O Colecionador. Entrevista com Sandor Buys


O colecionador Sandor Buys

O colecionador Sandor Buys

Revista do Choro: Desde quando você é colecionador?

Quando era estudante do ensino médio já comprava muitos LPs e livros em sebos, comecei a juntar uma razoável biblioteca sobre cultura popular brasileira nesta época. Mas vim a ter uma coleção significativa mais tarde, depois de conhecer colecionadores de discos e livros, o que aconteceu lá pelo final da década de 1990. Com os colecionadores, aprendi sobre a música brasileira das primeiras décadas do século XX e passei a me dedicar muito a buscar material deste período.

Revista do Choro: Qual o objeto mais raro da sua coleção?

Sandor Buys: Não sei ao certo. Talvez o mais importante que tenha conseguido reunir seja uma coleção representativa de discos brasileiros mecânicos, que são aqueles produzidos antes do uso do microfone elétrico, entre 1902 e 1927. Além de uma boa amostra de discos brasileiros feitos no final da década de 1920 até os anos quarenta.

Revista do Choro: Onde você abriga seu acervo? As pessoas podem visita-lo, há uma área de exposição permanente de parte do acervo?

Sandor Buys: Está tudo na casa onde moro. Uma casa pequena, onde não há espaço para exposições permanentes, mas gosto quando pessoas se interessam em conhecer.

Revista do Choro: Já cedeu algum objeto do acervo para alguma exposição importante? Qual?

Sandor Buys: Nunca fui procurado para ceder material para exposição. Mas tenho material que adquiro especialmente pensando em expor. Por exemplo, tenho uma boa parte da bibliografia inicial sobre música brasileira.  Livros em estado de conservação muito bom e que não costumo manusear para não causar danos.

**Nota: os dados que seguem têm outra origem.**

PR #2954, opened 2024-09-18
main/fwupd: remove virtual made obsolete by contrib/main merge

triallax:
i don't think this requires a new `provides` but correct me if i'm wrong


nekopsykose:
don't think it does, nobody would install that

Revista do Choro: Você já recebeu visitantes de todo mundo, creio. De quem você nunca se esquecerá?

Sandor Buys: Não, não recebi visitantes de todo o mundo. Pode acreditar que o interesse por este material não é tão grande assim. Um momento inesquecível que me veio agora à mente aconteceu em 2009, quando reuni toda esta coleção na casa onde moro atualmente. As coisas estavam dispersas em mais de um local. Então, fiz uma festa de inauguração simbólica da coleção no dia 23 de abril, dia do aniversário do Pixinguinha.

Revista do Choro: Você vende (troca) os objetos do acervo?

Sandor Buys: Não vendo nada, já troquei discos repetidos.

Revista do Choro: O que você faz na maior fundação de pesquisa em saúde do Brasil, a Fiocruz?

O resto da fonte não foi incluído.